Pada tahap ini pula sisi positif dari partisipasi masyarakat itu bisa berevolusi menjadi negatif yang dapat mendisrupsi nilai-nilai demokrasi itu sendiri. Sebut saja pelaksanaan pemilihan kepala daerah (Pilkada) secara langsung – yang selama ini diromantisir sebagai sistem yang lebih demokratis karena memberikan ruang yang lebih luas terhadap partisipasi masyarakat – justru malah banyak melahirkan dinasti-dinasti politik dan pejabat-pejabat korup.

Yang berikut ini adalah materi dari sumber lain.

PR #1306, opened 2017-04-04
Disallow subqueries without a relation in the range table list

onderkalaci:
This commit disallows subqueries without relation in the range table
list. This commit is only applied for subquery pushdown and INSERT..
SELECT queries. In other words, we do not add this limitation for single
table re-partition subqueries.

The reasoning behind this limitation is that if we allow pushing down
such queries, the result would include (shardCount * expectedResults)
where in a non distributed world the result would be (expectedResult)
only.

### DIFF
--- a/src/backend/distributed/planner/multi_router_planner.c
+++ b/src/backend/distributed/planner/multi_router_planner.c
@@ -871,6 +871,15 @@ MultiTaskRouterSelectQuerySupported(Query *query)
 
 		Assert(subquery->commandType == CMD_SELECT);
 
+		/* pushing down rtes without relations yields (shardCount * expectedRows) */
+		if (subquery->rtable == NIL)
+		{
+			return DeferredError(ERRCODE_FEATURE_NOT_SUPPORTED,
+								 "Subqueries without relations are not allowed in "
+								 "INSERT ... SELECT queries",
+								 NULL, NULL);
+		}
+
 		/* pushing down limit per shard would yield wrong results */
 		if (subquery->limitCount != NULL)
 		{
--- a/src/test/regress/expected/multi_insert_select_non_pushable_queries.out
+++ b/src/test/regress/expected/multi_insert_select_non_pushable_queries.out
@@ -660,3 +660,30 @@ FROM
   WHERE users_table.value_1 < 50;
 ERROR:  cannot perform distributed planning for the given modification
 DETAIL:  Select query cannot be pushed down to the worker.
+-- not supported since one of the queries doesn't have a relation
+INSERT INTO agg_results (user_id, agg_time, value_2_agg)
+SELECT
+    user_id,
+    user_lastseen,
+    array_length(event_array, 1)
+FROM (
+    SELECT
+        user_id,
+        max(u.time) as user_lastseen,
+        array_agg(event_type ORDER BY u.time) AS event_array
+    FROM (
+        SELECT user_id, time, value_3 as val_3
+        FROM users_table
+        WHERE
+        user_id >= 10 AND user_id <= 70 AND
+        users_table.value_1 > 10 AND users_table.value_1 < 12
+        ) u LEFT JOIN LATERAL (
+          SELECT event_type, time
+          FROM events_table, (SELECT 1 as x) as f
+          WHERE user_id = u.user_id AND
+          events_table.event_type > 10 AND events_table.event_type < 12
+        ) t ON true
+        GROUP BY user_id
+) AS shard_union
+ORDER BY user_lastseen DESC;
+ERROR:  Subqueries without relations are not allowed in INSERT ... SELECT queries
--- a/src/test/regress/sql/multi_insert_select_non_pushable_queries.sql
+++ b/src/test/regress/sql/multi_insert_select_non_pushable_queries.sql
@@ -649,3 +649,30 @@ FROM
     ) temp 
   ON users_table.user_id = temp.user_id 
   WHERE users_table.value_1 < 50;
+
+-- not supported since one of the queries doesn't have a relation
+INSERT INTO agg_results (user_id, agg_time, value_2_agg)
+SELECT
+    user_id,
+    user_lastseen,
+    array_length(event_array, 1)
+FROM (
+    SELECT
+        user_id,
+        max(u.time) as user_lastseen,
+        array_agg(event_type ORDER BY u.time) AS event_array
+    FROM (
+        SELECT user_id, time, value_3 as val_3
+        FROM users_table
+        WHERE
+        user_id >= 10 AND user_id <= 70 AND
+        users_table.value_1 > 10 AND users_table.value_1 < 12
+        ) u LEFT JOIN LATERAL (
+          SELECT event_type, time
+          FROM events_table, (SELECT 1 as x) as f
+          WHERE user_id = u.user_id AND
+          events_table.event_type > 10 AND events_table.event_type < 12
+        ) t ON true
+        GROUP BY user_id
+) AS shard_union
+ORDER BY user_lastseen DESC;
--- a/src/test/regress/sql/multi_subquery_behavioral_analytics.sql
+++ b/src/test/regress/sql/multi_subquery_behavioral_analytics.sql
@@ -1285,6 +1285,66 @@ SELECT * FROM run_command_on_workers('DROP FUNCTION array_index(ANYARRAY, ANYELE
 ORDER BY 1,2;
 DROP FUNCTION array_index(ANYARRAY, ANYELEMENT);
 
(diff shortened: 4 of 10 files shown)


src/backend/distributed/planner/multi_router_planner.c
```diff
@@ -838,6 +838,15 @@ MultiTaskRouterSelectQuerySupported(Query *query)
 
 		Assert(subquery->commandType == CMD_SELECT);
 
+		/* pushing down rtes without relations yields (shardCount * expectedRows) */
+		if (subquery->rtable == NIL)
+		{
+			return DeferredError(ERRCODE_FEATURE_NOT_SUPPORTED,
```
metdos: Is this a fix for INSERT ... SELECT queries? If yes, shall we do that separately?

src/test/regress/expected/multi_insert_select_non_pushable_queries.out
```diff
@@ -660,3 +660,32 @@ FROM
...
+    user_id,
+    user_lastseen,
+    array_length(event_array, 1)
+FROM (
+    SELECT
+        user_id,
+        max(u.time) as user_lastseen,
+        array_agg(event_type ORDER BY u.time) AS event_array
+    FROM (
+
```
metdos: Empty line. Also, we can fix query format a bit.

metdos:
Adding back disappeared comment:

This looks good. I have two comments;

- We also change the point where we error out for INSERT ... SELECT queries. As long as I tested, we already detect this problem at another place and error out with a different message. Do we want to make this change here? (I prefer this approach to old one)
- Could you go over regression tests, and fix some indentation issues?

src/backend/distributed/planner/multi_router_planner.c
onderkalaci: I moved this to a separate commit. Does that work?

src/test/regress/expected/multi_insert_select_non_pushable_queries.out
```diff
@@ -660,3 +660,31 @@ FROM
...
+FROM (
+    SELECT
+        user_id,
+        max(u.time) as user_lastseen,
+        array_agg(event_type ORDER BY u.time) AS event_array
+    FROM (
+        SELECT user_id, time, value_3 as val_3
+        FROM users_table
+        WHERE
+        user_id >= 10 AND
```
metdos: why user_id's are on different lines but value_1's are on same line :)

src/test/regress/sql/multi_insert_select_non_pushable_queries.sql
```diff
@@ -649,3 +649,31 @@ FROM
...
+FROM (
+    SELECT
+        user_id,
+        max(u.time) as user_lastseen,
+        array_agg(event_type ORDER BY u.time) AS event_array
+    FROM (
+        SELECT user_id, time, value_3 as val_3
+        FROM users_table
+        WHERE
+        user_id >= 10 AND
```
metdos: why user_id's are on different lines but value_1's are on same line :)

src/test/regress/sql/multi_subquery_behavioral_analytics.sql
```diff
@@ -1285,6 +1285,59 @@ SELECT * FROM run_command_on_workers('DROP FUNCTION array_index(ANYARRAY, ANYELE
 ORDER BY 1,2;
 DROP FUNCTION array_index(ANYARRAY, ANYELEMENT);
 
+-- a not supported query due to constant range table entry
+SELECT count(*) as subquery_count
+FROM (
+  SELECT 
+      user_id
+    FROM
+    users_table
```
metdos: I couldn't see any pattern on above 3 lines.

src/test/regress/sql/multi_subquery_behavioral_analytics.sql
```diff
@@ -1285,6 +1285,59 @@ SELECT * FROM run_command_on_workers('DROP FUNCTION array_index(ANYARRAY, ANYELE
...
+  WHERE
+    (value_1 = '5' OR value_1 = '13')
+  GROUP BY user_id
```
metdos: we have user_id on the same line with GROUP BY, but for SELECT we use the next line.

src/test/regress/sql/multi_subquery_behavioral_analytics.sql
```diff
@@ -1285,6 +1285,59 @@ SELECT * FROM run_command_on_workers('DROP FUNCTION array_index(ANYARRAY, ANYELE
...
+  SELECT
+    1 as user_id
+  ) AS b 
+  ON a.user_id = b.user_id 
+WHERE b.user_id IS NULL
+GROUP BY a.user_id;
+
+-- this is slightly different, we use RTE_VALUEs here
+SELECT Count(*) AS subquery_count 
+FROM   (SELECT user_id
```
metdos: More than one space.

src/test/regress/sql/multi_subquery_behavioral_analytics.sql
```diff
@@ -1285,6 +1285,59 @@ SELECT * FROM run_command_on_workers('DROP FUNCTION array_index(ANYARRAY, ANYELE
...
+  ON a.user_id = b.user_id 
+WHERE b.user_id IS NULL
+GROUP BY a.user_id;
+
+-- this is slightly different, we use RTE_VALUEs here
+SELECT Count(*) AS subquery_count 
+FROM   (SELECT user_id 
+        FROM   users_table 
+        WHERE  ( value_1 = '5' 
+                  OR value_1 = '13' )
```
metdos: Looking to pattern here ` OR value_1 = '13' ) ` should continue on the line above.

src/test/regress/sql/multi_subquery_complex_queries.sql
```diff
@@ -1786,5 +1786,91 @@ FROM     (
...
+  ( SELECT *, random()
+   FROM
+     ( SELECT "t"."user_id",
+              "t"."time",
+              unnest("t"."collected_events") AS "event_types"
+      FROM
+        ( SELECT "t1"."user_id",
+                 min("t1"."time") AS "time",
+                 array_agg(("t1"."event")
+                           ORDER BY TIME ASC, event DESC) AS collected_events
```
metdos: ORDER BY TIME indented too much.

src/test/regress/sql/multi_subquery_behavioral_analytics.sql
onderkalaci: I don't think we have a convention for this in our tests?

src/test/regress/sql/multi_subquery_complex_queries.sql
onderkalaci: But that `ORDER BY` belongs to `array_agg`, so should be fine?

src/test/regress/sql/multi_subquery_behavioral_analytics.sql
metdos: I think we don't have a formal one, but having symmetry and consistent spacing makes it easier to read and understand queries. It doesn't need to be strict as much as our coding conventions.

src/test/regress/sql/multi_subquery_complex_queries.sql
metdos: Ohh, maybe we should put them in one line :)

src/test/regress/sql/multi_subquery_behavioral_analytics.sql
onderkalaci: Should be fixed now?

src/test/regress/sql/multi_subquery_behavioral_analytics.sql
```diff
@@ -1285,6 +1285,66 @@ SELECT * FROM run_command_on_workers('DROP FUNCTION array_index(ANYARRAY, ANYELE
...
+GROUP BY a.user_id;
+
+-- same with INNER JOIN
+SELECT count(*) as subquery_count
+FROM (
+  SELECT 
+      user_id
+    FROM
+    users_table
+  WHERE
```
metdos: Unaligned lines.

src/test/regress/sql/multi_subquery_union.sql
```diff
@@ -605,5 +605,73 @@ FROM
...
+  (SELECT (random() * 100)::int)
+) b;
+
+-- we don't support subqueries without relations
+SELECT 
+  user_id, value_3
+FROM 
+(
+  (SELECT value_3, user_id FROM events_table where event_type IN (1, 2, 3, 4, 5))
+    UNION ALL
```
metdos: first union indented but not others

Belum lagi kecurangan-kecurangan selama berlangsungnya proses pilkada yang melibatkan masyarakat secara langsung. Berkaca pada data yang pernah dipublikasikan oleh tirto.id, tidak kurang dari 56 kepala daerah yang berhasil ditetapkan sebagai terpidana korupsi oleh KPK dalam rentang 13 tahun sejak pertama kali diberlakukannya pilkada langsung.[1] Tak pelak, demokratisasi pemerintahan daerah pun belum memperlihatkan keberhasilannya.

Sebuah ironi nampak secara nyata. Pemberian ruang yang begitu luas terhadap partispasi masyarakat sebagai pengejahwantahan sistem demokrasi, nyatanya dapat dimobilisasi oleh segelintir oknum untuk mendukung kepentingan dirinya atau kelompoknya sendiri.

Sungguhpun begitu, tidak ada maksud tulisan ini mengajak masyarakat untuk kembali menerapkan pilkada secara tidak langsung atau kembali dipilih oleh DPRD, sebab pilihan demikian akan sama halnya jika pokok persoalannya yang menjadi borok demokrasi kita belum berhasil disembuhkan.

Alih-alih merubah sistem yang sudah dianut, penulis lebih memilihmengevaluasi sistem yang ada dengan menguraikan beberapa hal yang dirasa perlu diperbaiki, agar pilkada Indonesia dapat memberikan formulasi yang mengarah pada demokrasi subtansial bagi masyarakat, bukan demokrasi sebagai formalitas semata.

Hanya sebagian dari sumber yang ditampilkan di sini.